Misc is a collection of somehow useful functions.

fn_name

Get the caller function name of current context.

print(fn_name()) will show current caller function name
print(fn_name(2)) will show parent of current caller function name

BytesConverter

BytesConverter is that little tool that you want when handling bits and byte units. Internally, BytesConverter always represents data an int number of bytes. BytesConverter will return a float or a str if human output is requested.

Example (output is shown as comment):

from ofunctions.misc import BytesConverter

print(BytesConverter("64 KB"))  # 64000.0
print(BytesConverter("64 KiB")) # 65536.0
print(BytesConverter("64 Kb"))  # 8000.0
print(BytesConverter("64 KiB")) # 65536.0

value = BytesConverter("20MB")
print(value.human)              # 20.0 MB
print(value.human_iec_bytes)    # 19.1 MiB
print(value.human_bits)         # 160.0 Mb
print(value.human_iec_bits)     # 152.6 Mib

print(BytesConverter(1234))                 # 1234.0
print(BytesConverter(1234).bits)            # 9872.0
print(BytesConverter(1234).kbytes)          # 1.2
print(BytesConverter(1234).human)           # 1.2 KB

print(BytesConverter(65535).kbytes)         # 64.0
print(BytesConverter(9000000).mbytes)       # 8.6
print(BytesConverter("4MB"))                # 4000000.0
print(BytesConverter("4MiB"))               # 4194304.0
print(BytesConverter("9600 Kb").mbytes)     # 1.1

Arithmetics: BytesConverter objects can be added just as other mathematic types:

print(BytesConverter("50 MB") + BytesConverter("8192 Kb"))                          # 51024000.0
print(BytesConverter(BytesConverter("50 MB") + BytesConverter("8192 Kb")).human)    # 51.0 MB

fn_name()

fn_name() is a quick way to find out what the parent function name is. Example:

from ofunctions.misc import fn_name


def test_a():
    def test_b():
        print(fn_name())    # prints "test_b"
        print(fn_name(1))   # prinrs "test_a"

network Usage

ofunctions.network is a collection of various tools making network diag / mapping easier.

Setup:

pip install ofunctions.network

get_public_ip()

Easy way to find Public IPv4 or IPv6 using multiple online services

from ofunctions.netowrk import get_public_ip

print("My IP is", get_public_ip())
print("My IPv4 is", get_public_ip(ip_version=4))
print("My IPv6 is", get_public_ip(ip_version=6))

IOCounters

IOCounters is a class that will log instant sent/received bytes as well as total sent/received bytes. Once an instance is created, logging begins as a thread. You may specify which interfaces to track at which resolution. If none is given, all interfaces are tracked every second.

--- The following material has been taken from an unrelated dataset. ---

PR #91, opened 2020-10-22
Enable metrics

itdove:


qiujian16:
this is no longer needed.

Example of IO counters for network interfaces:

counter = IOCounters()
while True:
    print(counter.interfaces['eth0'].recv_bytes, counter.interfaces['eth0'].recv_bytes_total)
    time.sleep(1)

counter = IOCounters(['Ethernet Connection 2', 'Wi-Fi'], resolution=2)
while True:
    print(counter.interfaces['Ethernet Connection 2'].sent_bytes)
    time.sleep(1)

platform Usage

process Usage

kill_childs()

kill_childs allows to walk a process and kill all it's children, with various options:

• pid(int): If none given, current process pid is used
• itself (bool): Shall we also kill current process (defaults to False)
• children (bool): Shall we kill current process' childs (defaults to True)
• verbose (bool): Log more actions (defaults to False)
• grace_period (int): Period before we consider hard killing a process. Defaults to 1 second
• fast_kill (bool): Kill children using threads, in order to parallelize grace_period and kill faster

kill_childs will first try to send SIGTERM to the process, and if not successful in grace_period, it will send SIGKILL. Works well on both Windows and Linux, and has fallback mecanisms to make sure process tree gets properly killed.

Example:

from ofunctions.process import kill_childs, get_process_by_name

process = get_process_by_name("notepad.exe")
result = kill_childs(process[0].pid)

get_process_by_name

As said in the title, takes a process name and returns it's process handle. Example:

from ofunctions.process import get_process_by_name

print(get_process_by_name("bash"))
# Prints a list of all the process handles for bash processes

get_absolute_path

Searches for absolute path of an executable in PATH variables. Example:

from ofunctions.process import get_absolute_path

print(get_absolute_path("bash"))
# prints /usr/bin/bash

random Usage

service_control Usage

string_handling Usage

threading Usage

@threaded

threading comes with a couple of decorators that allow to modify functions. In order to thread a function, you can simply apply the @threaded decorator like below.

Once you call the function, it will automatically be threaded, and you get to keep your execution flow. You can then execute whatever you want, or wait for it's result:

from ofunctions.threading import threaded, wait_for_threaded_result

@threaded
def my_nice_function():
   # Do some nice stuff
   return result
   
def main():
   # Some stuff
   thread = my_nice_function()
   # Some other stuff being executed while my_nice_function runs in a thread
   # now let's wait for my function result
   result = wait_for_threaded_result(thread)

There's a special argument in order to bypass the decorator called __no_threads, which can be used like the following example.
This allows manual threading bypass without having to change the code

from ofunctions.threading import threaded, wait_for_threaded_result

@threaded
def my_nice_function():
   # Do some nice stuff
   return result

def main():
   # Some stuff
   thread = my_nice_function(__no_threads=True)
   # In 
   result = wait_for_threaded_result(thread)

Also please note that Python 2.7 can't give you a result, so the function will be threaded, but without any possible return codes.

@no_flood

There are situations where some code can call multiple times the same function (on a trigger for example), but you don't want that function to run multiple times in a short time span.
That's a situation where we should handle function call antiflooding.

Example:

# Adding @no_flood(5) only allows one execution of my_function per 5 seconds

@no_flood(5)
def my_function():
    print("Hey, it's me !")
  
# Will run my_function() only once
for _ in range(0, 20):
    my_function()

Multiple executions of a functions are permitted as long as they're called with different arguments. The @no_flood decorator can be setup to prevent any multiple function execution in a given timespan, regarless of it's arguments:

@no_flood(5, multiple_instances_diff_args=False)
@def my_function(var):
    print("Hey, it's me: {}".format(var))

# Will run my_function() only once
for i in range(0, 20):
    my_function(i)